A UKZN seminar series has been moved online in the face of the COVID-19 epidemic.

IT was a logical step for UKZN Pro Vice-Chancellor for Big Data and Informatics, Professor Francesco Petruccione, to turn to the online world to continue with his monthly data@breakfast seminar series in a time of national Covid-19 lockdown.

With the use of the online “Zoom” webinar tool, some 130 participants – each sitting in the comfort of their own home during South Africa’s national lockdown – tuned in ato listen to a talk presented by UKZN Covid-19 war room member, Dr Richard Lessells.

Lessells’s talk tackled the issue of responding to the Covid-19 epidemic, and provided both a local and global perspective.

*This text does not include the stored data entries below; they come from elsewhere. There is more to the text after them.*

PR #4307, opened 2024-03-20
Don't try to parse error responses with no body

markusthoemmes:
HEAD requests for instance return no body while still having all the relevant Content-Type headers set, causing unnecessary parsing errors. This skips further parsing for all requests that don't have any body to begin with.

Augments #4013.

### DIFF
--- a/internal/client/errors.go
+++ b/internal/client/errors.go
@@ -46,8 +46,14 @@ func parseHTTPErrorResponse(resp *http.Response) error {
 	}
 
 	statusCode := resp.StatusCode
-	ctHeader := resp.Header.Get("Content-Type")
 
+	// A HEAD request for example validly does not contain any body, while
+	// still returning a JSON content-type.
+	if len(body) == 0 {
+		return makeError(statusCode, "")
+	}
+
+	ctHeader := resp.Header.Get("Content-Type")
 	if ctHeader == "" {
 		return makeError(statusCode, string(body))
 	}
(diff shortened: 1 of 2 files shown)


markusthoemmes:
If accepted, a backport to 2.8 would be neat 😅

milosgajdos (approved):
Reluctantly approving as
1. we explicitly warn [in the README](https://github.com/distribution/distribution?tab=readme-ov-file#how-does-this-integrate-with-docker-containerd-and-other-oci-client) the client is deprecated which is the reason why it's been moved to the `internal` package
2. we will be removing the client code in some future release TBD

If this code is somewhat important to you I'd strongly encourage you to consider replacing this client code with something that's maintained.

markusthoemmes:
@milosgajdos I don't quite understand this codebase a ton, I was purely moving off of error messages I've seen in the deployed product when being run in mirror mode. Would that not use this code-path and am I on the wrong track there? 🤔

milosgajdos:
> Edit: I've poked around and yeah, it seems like the client is in-use in the proxy code, so I guess from that PoV, it's still valid? Or are we looking at replacing it there as well?

We've not discussed that at large -- but your observation is spot on; the only reason why the client code has not been removed completely is because it's used on the proxy.

Frankly, the proxy is in the state it is and would need a significant investment of effort to make it work better than it is now. But for the time being it'll remain in this codebase

Jamstah (approved):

Lessells, an infectious disease specialist based at UKZN’s Research Innovation and Sequencing Platform (KRISP), is currently deployed to the UKZN Covid-19 war room and is supporting the local response to the epidemic.

“Covid-19 is a remarkable epidemic that is going to change us fundamentally in many ways, including how we work as academics. News first came out of a cluster of people with undiagnosed pneumonia in Wuhan, China, on ProMED on 30 December 2019. In just three months we have reached the half a million mark of diagnosed infections worldwide, and the epicentre has shifted from China to Europe to the USA. Such a pandemic was something we as epidemiologists were aware could happen at some stage. As countries we were prepared but at different levels. Countries expected to have coped have struggled,” said Lessells.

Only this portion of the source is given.